Der Rest ist aufpolierte Vergangenheit.


----------



## Blue_Ace (13. November 2008)

*AW: Welchen Titel würden Sie am ehesten als die "Zukunft der Echtzeitstrategie" beschreiben?*

SupCom ist fast schon die "Zukunft", bei allen anderen Echtzeitstrategie bin ich erst auf der Suche nach einer  gleichwertigen Zoomfunktion 
 

Starcraft 2 wird zwar wieder sehr gut, ist aber doch sehr konservativ. Von Battleforge halt ich bisher nicht so viel, aber mal sehn.


----------



## Provyder (14. November 2008)

*AW: Welchen Titel würden Sie am ehesten als die "Zukunft der Echtzeitstrategie" beschreiben?*



			
				Blue_Ace am 13.11.2008 11:51 schrieb:
			
		

> SupCom ist fast schon die "Zukunft", bei allen anderen Echtzeitstrategie bin ich erst auf der Suche nach einer  gleichwertigen Zoomfunktion
> 
> 
> Starcraft 2 wird zwar wieder sehr gut, ist aber doch sehr konservativ. Von Battleforge halt ich bisher nicht so viel, aber mal sehn.

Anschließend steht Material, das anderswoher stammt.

Issue #59, opened 2013-03-12
Setup/teardown hooks


klausbrunner:
It'd be extremely useful to have dedicated setup and teardown functionality in Locust (or if there is something like this already, to have it documented). 

My rough idea would be:
- Setup is called exactly once, and must complete, before the test locusts are spawned. Teardown is called once after all of them have stopped.
- Setup should be fail-fast (if anything in setup fails, abort the test).
- Setup/teardown is realised using a Locust class like the others, so that state can be kept from setup to teardown if need be. Tasks are marked with setup and teardown annotations as appropriate.
- Setup/teardown is not included in any statistics.

Thoughts? (Have I missed something that already exists?)

shawngustaw:
This issue is pretty old and I'm looking for something along the lines of what's been discussed. Has there been any progress?

samjiks:
any progress on this, would be great.

mohanraj-r:
The [on_start()](http://docs.locust.io/en/latest/writing-a-locustfile.html#the-on-start-function) can be used as a setup I guess? And not sure if the (events.quitting)[http://docs.locust.io/en/latest/api.html#locust.events.quitting] can be used to create a hook that acts as a teardown? Would be nice to have a `on_stop()` that can be defined similarly to `on_start()`.

swordmaster2k:
+1 for an on_stop() feature. I have some custom websockets started on their on greenlet and having an on_stop handler would enable me to tear them down gracefully.

rmandar16:
+1 for on_stop() feature...Have some common tear-down tasks, to be executed.

cainj13:
Another +1 for on_stop!  would be immensely helpful

JDiPierro:
In place of an `on_stop` I'm overriding the `run` function on `Locust`, catching `GreenletExit`, executing my stop logic, and then re-raising. Seems to work with no downsides.

```
class MyLocust(Locust):
    def run(self, *args, **kwargs):
        try:
            super(MyLocust, self).run(*args, **kwargs)
        except GreenletExit:
            self.client.disconnect()
            raise
```

Jim-Lambert-Bose:
Another +1 for on_stop()

jdabello:
+1000

ad34:
+1

ad34:
awesome :) I am curently testing a websocket based title and it will help a lot because stopping the test dont close the websockets

PR #658, opened 2017-09-20
Adds support for setup, teardown, and on_stop methods

DeepHorizons:
If a TaskSet has an `on_stop` method, it will be run before the process exits. It will also look for a property on the class named `always_run_on_stop`, which if True will run regardless if the `on_start` method finished.

Looking to solve #59 

Any comments on this functionality?

### DIFF
--- a/docs/quickstart.rst
+++ b/docs/quickstart.rst
@@ -12,6 +12,9 @@ Below is a quick little example of a simple **locustfile.py**::
     def login(l):
         l.client.post("/login", {"username":"ellen_key", "password":"education"})
     
+    def logout(l):
+        l.client.post("/logout", {"username":"ellen_key", "password":"education"})
+    
     def index(l):
         l.client.get("/")
     
@@ -23,6 +26,9 @@ Below is a quick little example of a simple **locustfile.py**::
         
         def on_start(self):
             login(self)
+        
+        def on_stop(self):
+            logout(self)
     
     class WebsiteUser(HttpLocust):
         task_set = UserBehavior
@@ -52,8 +58,15 @@ Another way we could declare tasks, which is usually more convenient, is to use 
             """ on_start is called when a Locust start before any task is scheduled """
             self.login()
         
+        def on_stop(self):
+            """ on_stop is called when the TaskSet is stopping """
+            self.logout()
+        
         def login(self):
             self.client.post("/login", {"username":"ellen_key", "password":"education"})
+        
+        def logout(self):
+            self.client.post("/logout", {"username":"ellen_key", "password":"education"})
         
         @task(2)
         def index(self):
--- a/docs/writing-a-locustfile.rst
+++ b/docs/writing-a-locustfile.rst
@@ -249,19 +249,19 @@ and :py:class:`TaskSet <locust.core.TaskSet>` :py:meth:`on_start <locust.core.Ta
 Setups and Teardowns
 --------------------
 
-:py:meth:`setup <locust.core.Locust.setup>` and :py:meth:`teardown <locust.core.Locust.teardown>`, whether it's run on :py:class:`Locust <locust.core.Locust>` or :py:class:`TaskSet <locust.core.TaskSet>`, are functions that are run only once.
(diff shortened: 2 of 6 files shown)


heyman:
Hi! I've looked through the changes and here are my initial thoughts:

The `on_start` method of a TaskSet is run every time a Locust "enters" that TaskSet which might be many times during a test run (since it's common to have nested TaskSets). I do think it could be a good idea to add the ability to have an `on_stop` method on TaskSets, but then I think it should run within the Locust greenlet whenever a TaskSet is interrupted (so that on_stop is symmetrically opposite to on_start).

If we want to provide some hook that is executed for each Locust user when a test is stopped, I think it should be a method under the Locust class, and I also think it should be executed within the Locust greenlet (by catching GreenletExit, and we need to make sure that the greenlets are actually killed properly when running locust locally with `--no-web` and pressing CTRL-C).

DeepHorizons:
That makes way more sense than what I was thinking/doing. `on_stop` should be a one to one with `on_start`, while the setup and teardown should be just once.

I re-worked the Locust run method to catch that exception, then run `on_stop` if it exists.  I also added the `locust_runner.quit()` during shutdown which should clean up those greenlets. I'm not sure if you use them anywhere else though.

Here is my idea for the setup and teardown. The Locust class and the TaskSet class can have a `setup` and `teardown` method. They will be class methods, not tied to any particular instance. There will also be some class variable to hold the state to see if they have been run already. Order of running would be `setup` on Locust, `setup` on TaskSet, `teardown` on TaskSet, `teardown` on Locust. The `__init__` methods will be modified to check to see if the `setup` method have been run. If not, run them and update the state. As for the teardown, I'll probably do something similar to what I was doing adding a handler to the `quitting` event.

j616:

Solange das Genre nur mit neuen Einheitenkonstellationen kommt, und nicht wirklich neue Kniffe, wie etwa Surpreme Commander mit extremen Zooms oder WarCraft III mit dem Faktor Helden kommen, kann man das nicht als Zukunft sehen. Vielleicht bleibt noch lange Zeit alles, so wie es ist. Vielleicht haben wir nächstes Jahr aber auch unter einem Strategiespiel etwas vollkommen anderes zu verstehen.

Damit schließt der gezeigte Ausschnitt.